Время долго думало о сказанном Одиночеством и решило сходить в гости к Любви. Любовь шастала по дому в розовых шлепках и пижаме. Купидоны суетились на кухне и лепили пирожки с флиртом и любовными интрижками. Время спросило, правда ли, что когда Время приходит к Любви в гости, оно ужасно медлительно? Любовь удивилась вопросу, но уверенно сказала, что нет. Напротив, ей кажется, что время быстро уходит, не попробовав всю ее купидоновскую стряпню. Они долго пили чай и смеялись. Успокоившись и набравшись сил, в приподнятом расположении духа Время простилось с Любовью и отправилось в свою берложку.

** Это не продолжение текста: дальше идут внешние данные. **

PR #849, opened 2026-01-07
[skyrl-train] Refactor TIS to use more comprehensive off policy correction config

erictang000:
# Overview
- Marks `trainer.algorithm.use_tis` and `trainer.algorithm.tis_imp_ratio_cap` for deprecation
- Introduces new `trainer.algorithm.off_policy_correction` config (see new config below)
- Updates loss functions to return a `LossMetrics` TypedDict containing loss metrics (previously returned just loss, clip_ratio)
- Updates workers to all reduce mean/max/min appropriately, and to propagate loss metrics back up to the trainer.

### Off Policy Correction Config
```yaml
# To be deprecated in favor of off_policy_correction.tis_ratio_type = "token"
# and "token_tis_ratio_clip_high"
tis_imp_ratio_cap: -1.0
use_tis: false

off_policy_correction:
      # type of importance sampling ratio to use for ppo loss correction
      # here importance sampling ratio refers to exp(logprobs_{policy_old} - logprobs_{rollout_policy})
      tis_ratio_type: null # null, "token", "sequence"

      # used if tis_ratio_type = "token", 1.5-5.0 is recommended for "token" tis_ratio_type
      token_tis_ratio_clip_high: 2.0
      # used if tis_ratio_type = "sequence", 2.0-10.0 is recommended for "sequence" tis_ratio_type
      sequence_tis_ratio_clip_high: 5.0

      # method of masking out sequences with cumulative importance sampling ratios outside the cap
      # "product" masks out sequences with product of importance ratios outside the cap
      # "geometric" masks out sequences with geometric mean of importance ratios outside the cap
      sequence_mask_metric: null # null, "product", "geometric"

      # used if sequence_mask_metric = "geometric"
      # values around 0.99-1.01 are recommended for "geometric" sequence_mask_metric - MoE models may need larger allowed ranges due to higher mismatch
      geo_mask_high: 1.01
      geo_mask_low: 0.99

      # used if sequence_mask_metric = "product"
      # values around 0.5-2.0 are recommended for "sequence" sequence_mask_metric
      product_mask_high: 2.0
      product_mask_low: 0.5

      # separate from sequence_mask_metric and tis_ratio_type 
      # if any off_policy_correction is enabled, masks out sequences with any token having importance ratio
      # far outside an acceptable range (low and high thresholds)
      outlier_token_is_threshold_low: null
      outlier_token_is_threshold_high: null
```

### DIFF
--- a/docs/content/docs/algorithms/off_policy_correction.mdx
+++ b/docs/content/docs/algorithms/off_policy_correction.mdx
@@ -8,6 +8,25 @@ SkyRL provides built-in utilities for correcting off-policy drift from trainer/i
 2. **Algorithmic corrections** — importance sampling and sequence masking techniques
 3. **Configuration in SkyRL** — how to enable these corrections in your training runs
 
+# TLDR
+
+We recommend adding the following configs in order to your training runs to help address off-policy drift:
+
+```yaml
+# we recommend trying basic TIS correction first
+trainer.algorithm.off_policy_correction.tis_ratio_type="token"
+trainer.algorithm.off_policy_correction.token_tis_ratio_clip_high=2.0
+
+# for long context + MoE models, try geometric sequence masking - tune geo_mask_high/geo_mask_low as needed
+trainer.algorithm.off_policy_correction.sequence_mask_metric="geometric"
+trainer.algorithm.off_policy_correction.geo_mask_high=1.01
+trainer.algorithm.off_policy_correction.geo_mask_low=0.99
+
+# for longer context + MoE, you can also try outlier based sequence masking, which stacks on top of geometric sequence masking
+trainer.algorithm.off_policy_correction.outlier_token_is_threshold_low=1e-4
+trainer.algorithm.off_policy_correction.outlier_token_is_threshold_high=100
+```
+
 # Setup
 For common RL objectives (i.e. PPO/GRPO variants), we typically seek to optimize a token-wise objective of the form:
 
--- a/skyrl-train/skyrl_train/config/config.py
+++ b/skyrl-train/skyrl_train/config/config.py
@@ -255,6 +255,7 @@ class CISPOConfig(BaseConfig):
     cispo_eps_clip_high: float = 5.0
 
 
+# see https://docs.skyrl.ai/docs/algorithms/off_policy_correction for more details
 @dataclass
 class OffPolicyCorrectionConfig(BaseConfig):
     tis_ratio_type: Optional[str] = None
--- a/skyrl-train/skyrl_train/config/ppo_base_config.yaml
+++ b/skyrl-train/skyrl_train/config/ppo_base_config.yaml
@@ -127,6 +127,7 @@ trainer:
     # references
     # - https://github.com/szrlee/verl/blob/yingru/rollout_correction/docs/advance/rollout_corr_math.md
     # - https://fengyao.notion.site/off-policy-rl
+    # see https://docs.skyrl.ai/docs/algorithms/off_policy_correction for more details
     off_policy_correction:
       # type of importance sampling ratio to use for ppo loss correction
       # here importance sampling ratio refers to exp(logprobs_{policy_old} - logprobs_{rollout_policy})
--- a/skyrl-train/skyrl_train/utils/ppo_utils.py
+++ b/skyrl-train/skyrl_train/utils/ppo_utils.py
@@ -895,7 +895,7 @@ def cross_entropy_loss(
     config: Union[AlgorithmConfig, DictConfig],
     loss_mask: Optional[torch.Tensor] = None,
     rollout_logprobs: Optional[torch.Tensor] = None,
-) -> Tuple[torch.Tensor, float]:
+) -> Tuple[torch.Tensor, dict[str, float]]:
     """
     Cross-entropy loss for supervised fine-tuning (SFT).
 
@@ -926,7 +926,7 @@ def cross_entropy_loss(
         loss = elementwise_loss.sum()
 
     # No clipping in cross-entropy loss
-    return loss, 0.0
+    return loss, {"clip_ratio": 0.0}
 
 
 def reduce_loss(


skyrl-train/docs/configuration/config.rst
```diff
@@ -489,6 +524,35 @@ Algorithm Configuration
   - ``tau_pos``: Temperature for gating function for tokens with positive advantages.
   - ``tau_neg``: Temperature for gating function for tokens with negative (or zero) advantages.
 
+Off Policy Correction Configuration
+~~~~~~~~~~~~~~~~~~~~~~~~~~~~~~~~
```
CharlieFRuan, line 525: Let's cite the blogpost here as well

skyrl-train/docs/configuration/config.rst
```diff
@@ -389,6 +389,45 @@ Algorithm Configuration
       # dual clip parameters
       clip_ratio_c: 3.0
 
+      # To be deprecated in favor of off_policy_correction.tis_ratio_type = "token"
```
CharlieFRuan, line 390: I think `off_policy_correction` deserves a documentation page under the Algorithms section. We can learn from veRL's and give some canonical pre-set example, and some intuitions on when to use which. Especially these configs are kind of hierarchical (`token_tis_ratio_clip_high` only applicable when `tis_ratio_type` is `token`). We can do it in a followup PR.

Perhaps we can tell users what is the basic way of doing TIS (token-level), which only involves two configs. Then if they're advanced enough they can refer to the blogs and further tune the configs.

From my understanding of these two blogs:
- https://yingru.notion.site/When-Speed-Kills-Stability-Demystifying-RL-Collapse-from-the-Training-Inference-Mismatch-271211a558b7808d8b12d403fd15edda#27b211a558b78099ba48fa8849ab54c8
- https://richardli.xyz/post/rl-collapse-part3/

The best config seems to be token, and geometric (figures 16-18)? Especially for long-horizon tool call? If that's the impression you got from the blogs, we should make a comment so users can pick that "preset"

skyrl-train/skyrl_train/utils/ppo_utils.py
```diff
@@ -552,6 +556,252 @@ def _safe_exp_delta(delta: torch.Tensor, clip: float = 20.0, out_dtype=None) ->
     return y.to(out_dtype or delta.dtype)
 
 
+def compute_tis_ratio(
```
CharlieFRuan: These are great! Can we put them into a separate file? Our `ppo_utils.py` is 1.4k LOCs now.

In long term we could break `ppo_utils.py` down, but for now let's create a file of `off_policy_correction_utils.py` (or some other name you see fit) with all these methods you added. We can keep the rest in where they currently are and come back later if we'd want to further clean up.

skyrl-train/skyrl_train/utils/ppo_utils.py
```diff
@@ -196,6 +196,10 @@ def ppo_critic_loss(
     return 0.5 * loss, clipfrac
 
 
+class LossMetrics(TypedDict, total=False):
```
CharlieFRuan: this single-field TypedDict is a bit confusing. I know we can extend this with a lot of fields depending on the set up. Is there a better solution? Do we plan to add more fields to this? If not, should we remove this class for now?

skyrl-train/skyrl_train/utils/ppo_utils.py
```diff
@@ -552,6 +556,252 @@ def _safe_exp_delta(delta: torch.Tensor, clip: float = 20.0, out_dtype=None) ->
...
+        )
+        loss_mask = loss_mask * sequence_mask
+        metrics.update(sequence_mask_metrics)
+
+    return tis_ratio, metrics, loss_mask
+
+
 @register_policy_loss(PolicyLossType.REGULAR)
 @register_policy_loss(PolicyLossType.DUAL_CLIP)
 def ppo_policy_loss(
```
CharlieFRuan, line 548: The return is typed as `Tuple[torch.Tensor, float]`, which isn't correct right, due to it currently returning `loss_metrics`. Depending on what we do with `LossMetrics` as noted in the other comment on `LossMetrics`, we could make it `dict[str, float]`

skyrl-train/skyrl_train/utils/ppo_utils.py
```diff
@@ -581,17 +831,20 @@ def ppo_policy_loss(
...
-    if config.use_tis:
-        from loguru import logger as logger_
+    loss_metrics = LossMetrics(clip_ratio=clip_ratio)
 
-        logger_.debug(f"Using TIS with dtype: {rollout_logprobs.dtype}")
-        # Apply truncated importance sampling -> https://fengyao.notion.site/off-policy-rl
-        tis_imp_ratio = _safe_exp_delta(old_log_probs - rollout_logprobs, clip=20.0, out_dtype=log_probs.dtype)
-        tis_imp_ratio = torch.clamp(tis_imp_ratio, max=config.tis_imp_ratio_cap)
-        loss = loss * tis_imp_ratio
+    # apply off policy correction
```
CharlieFRuan, line 577: these seem redundant, used in sapo, gspo, cispo, and ppo. Can we write a functional helper to extract these out?

skyrl-train/skyrl_train/utils/ppo_utils.py
```diff
@@ -581,17 +831,20 @@ def ppo_policy_loss(
...
+        if tis_ratio is not None:
+            loss = loss * tis_ratio
+        loss_metrics.update(off_policy_correction_metrics)
 
     loss = reduce_loss(loss, loss_mask, loss_reduction, config.max_seq_len)
-    return loss, clip_ratio
+    return loss, loss_metrics
 
 
 @register_policy_loss(PolicyLossType.SAPO)
```
CharlieFRuan, line 587: Might be a dumb question: why is off-policy correction only used in sapo, gspo, cispo, and ppo, not the other loss functions like `compute_policy_loss_clip_cov`, `compute_policy_loss_kl_cov`?

skyrl-train/docs/configuration/config.rst
CharlieFRuan: Depends on how you add the separate correction doc page (see other comment). But it'd be easier for the user if we can do the following. Basically help the uesrs understand each config (3 groups of them) one-by-one by pointing them to other resources.

### 1. Group these three together

- ``algorithm.off_policy_correction.tis_ratio_type``
- ``algorithm.off_policy_correction.token_tis_ratio_clip_high``
- ``algorithm.off_policy_correction.sequence_tis_ratio_clip_high``

and tell them:
- how to do the basic TIS proposed in https://fengyao.notion.site/Your-Efficient-RL-Framework-Secretly-Brings-You-Off-Policy-RL-Training-237721e3f6c48094ad67dad3ac091c56
  - i.e. token level, and a default clip value
- what is sequence level, the difference, and the motivation of doing that; perhaps simply refer to section 4.2 of https://yingru.notion.site/When-Speed-Kills-Stability-Demystifying-RL-Collapse-from-the-Training-Inference-Mismatch-271211a558b7808d8b12d403fd15edda#27b211a558b78099ba48fa8849ab54c8

### 2. Then group these together
```
sequence_mask_metric: null # null, "product", "geometric"
geo_mask_high: 1.01
geo_mask_low: 0.99
product_mask_high: 2.0
product_mask_low: 0.5
```

### 3. Then group the outlier threshold together

```
outlier_token_is_threshold_low: 1e-4
outlier_token_is_threshold_high: 100
```

### other remarks

Then pointing to our implementation would also be helpful. Namely the `rollout_corrections.py` or whatever name you decided in the end

skyrl-train/docs/configuration/config.rst
```diff
@@ -389,6 +389,45 @@ Algorithm Configuration
...
+
+        # used if sequence_mask_metric = "product"
+        # values around 0.5-2.0 are recommended for "product" sequence_mask_metric
+        product_mask_high: 2.0
+        product_mask_low: 0.5
+
+        # separate from sequence_mask_metric and tis_ratio_type 
+        # if any off_policy_correction is enabled, masks out sequences with any token having importance ratio
+        # far outside an acceptable range (low and high thresholds)
+        outlier_token_is_threshold_low: 1e-4
```
CharlieFRuan: can we set the default value to `null` for `outerlier_token_is_xxx`? I know the current values are really high, but I feel like `null` and no outerlier masking is a better default. Seems to align with veRL's approach

https://verl.readthedocs.io/en/latest/examples/config.html

```
   rollout_correction:
     rollout_is: token # IS weights: token/sequence/null
     rollout_is_threshold: 2.0 # Upper threshold for IS weights
     rollout_rs: null # Rejection sampling: token/sequence/geometric/null
     rollout_rs_threshold: null # RS upper threshold
     rollout_rs_threshold_lower: null # RS lower threshold
     rollout_token_veto_threshold: null # Per-token veto (null to disable)
```

Not sure if you'd need to make changes on the implementation side to treat `None` as not masking

skyrl-train/tests/cpu/algorithms/test_losses.py
```diff
@@ -620,4 +638,575 @@ def gate_function(x, tau):
     torch.testing.assert_close(actual_loss, expected_loss, rtol=1e-5, atol=1e-8)
 
     # SAPO should always report clip_ratio = 0.0
-    assert actual_clip_ratio == 0.0
+    assert loss_metrics["clip_ratio"] == 0.0
+
+
+# ============================================================================
```
CharlieFRuan: Can we move everything below to a separate test file

skyrl-train/skyrl_train/utils/ppo_utils.py
erictang000: hmm you're right, let me just change the convention to return a python dictionary of metrics

erictang000:
image
image
image

erictang000:
image

skyrl-train/docs/configuration/config.rst
erictang000: done! pasted screenshots below

skyrl-train/docs/configuration/config.rst
erictang000: done

skyrl-train/skyrl_train/utils/ppo_utils.py
erictang000: done!

skyrl-train/skyrl_train/utils/ppo_utils.py
erictang000: hmm it was because the covariance calculation could include masked out samples, so just adding the sequence masking before reduce_loss didn't seem sufficient.

erictang000: i think we could add it but i would vote to just skip for now since these are not commonly used anyway

skyrl-train/examples/megatron/run_megatron_dapo_qwen3_30b_a3b_lora.sh
```diff
@@ -41,7 +41,7 @@ MINI_BATCH_SIZE=32
 N_SAMPLES_PER_PROMPT=16
 EVAL_N_SAMPLES_PER_PROMPT=32
 ENFORCE_EAGER=true # cuda graphs can cause some instability
-LR=3e-5
+LR=1e-5 # 10x compared to full finetuning
```
CharlieFRuan, line 44: just wanted to make sure the changes to LR, LORA_RANK, LORA_ALPHA are all intentional right?

skyrl-train/skyrl_train/config/config.py
```diff
@@ -255,6 +255,20 @@ class CISPOConfig(BaseConfig):
     cispo_eps_clip_high: float = 5.0
 
 
+@dataclass
+class OffPolicyCorrectionConfig(BaseConfig):
```
CharlieFRuan, line 260: let's add a link to the doc you wrote here perhaps?

skyrl-train/skyrl_train/config/ppo_base_config.yaml
```diff
@@ -118,9 +118,47 @@ trainer:
...
     # dual clip parameters
     clip_ratio_c: 3.0
-    # Truncated Importance Sampling as proposed in https://fengyao.notion.site/off-policy-rl 
+
+    # To be deprecated in favor of off_policy_correction.tis_ratio_type = "token"
+    # and "token_tis_ratio_clip_high"
     tis_imp_ratio_cap: -1.0
     use_tis: false
+
+    # references
```
CharlieFRuan, line 127: Shall we point to our doc link here as well

skyrl-train/skyrl_train/utils/ppo_utils.py
```diff
@@ -878,7 +884,7 @@ def compute_policy_loss_kl_cov(
     )
 
     # NOTE (sumanthrh): Since the pg clip ratio is not applicable for KL-COV so we just use 0.0
-    return pg_loss, 0.0
+    return pg_loss, {"clip_ratio": 0.0}
 
 
 @register_policy_loss(PolicyLossType.CROSS_ENTROPY)
```
CharlieFRuan, line 890: Should this return `return loss, {"clip_ratio": 0.0}` and change return type to `Tuple[torch.Tensor, dict[str, float]]`? Though we only use it in SFT, but it might make sense to keep it consistent

docs/content/docs/algorithms/off_policy_correction.mdx
CharlieFRuan, line 1: This doc is just great! Thank you so much for the effort!

Some really nits:
- For a user that just wants to pick a correction config, they might not want to finish reading everything. Could we give some quick pointers (like TLDR, here are the configs you can start from) at the top? Like, just use 
```
algorithm.off_policy_correction.tis_ratio_type=xxx
algorithm.off_policy_correction.token_tis_ratio_clip_high=xxx
```
if you want to do the most popular (or basic?) TIS.

Use xxx if you want to follow this blog, etc. 

And could we add a reference section at the top or the bottom as well please

skyrl-train/examples/megatron/run_megatron_dapo_qwen3_30b_a3b_lora.sh
erictang000: yep

docs/content/docs/algorithms/off_policy_correction.mdx
erictang000: > And could we add a reference section at the top or the bottom as well please

already there! (just didn't screenshot)

erictang000: > For a user that just wants to pick a correction config, they might not want to finish reading everything. Could we give some quick pointers (like TLDR, here are the configs you can start from) at the top? Like, just use


good point, added!
image

PR #671, opened 2025-11-15
[skyrl-train] Support older vllm versions till 0.9.2

SumanthRH:
# What does this PR do?

Adds support for older vllm versions.

With these changes, I am able to use older vllm versions as follows:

Оно шло по дороге и напевало любимую мелодию. Вдруг Время
встретило Человека. Он был стар и немощен. Лицо его было морщинистой, кожа пожелтевшей от прожитых лет, глаза серыми со свинцовым отливом.
– Ну, здравствуй, Время, – сказал Человек.
Время удивилось, поскольку, ему казалось, они никогда не встречались.
– Я потерял тебя однажды много лет назад, – продолжал Человек, – Я искал тебя всю свою жизнь. Мне жаль, что мы встретились только сейчас, когда я немощен и стар. Увы, но сейчас ты мне уже не поможешь бороздить под парусом океан, найти Любовь, а вместе с ней и Счастье. Все что ты можешь, это смотреть на остатки моей жизни и жалеть меня. Я жил и много раз думал, как бы мне убить тебя. Сейчас я прошу, ответь мне взаимностью.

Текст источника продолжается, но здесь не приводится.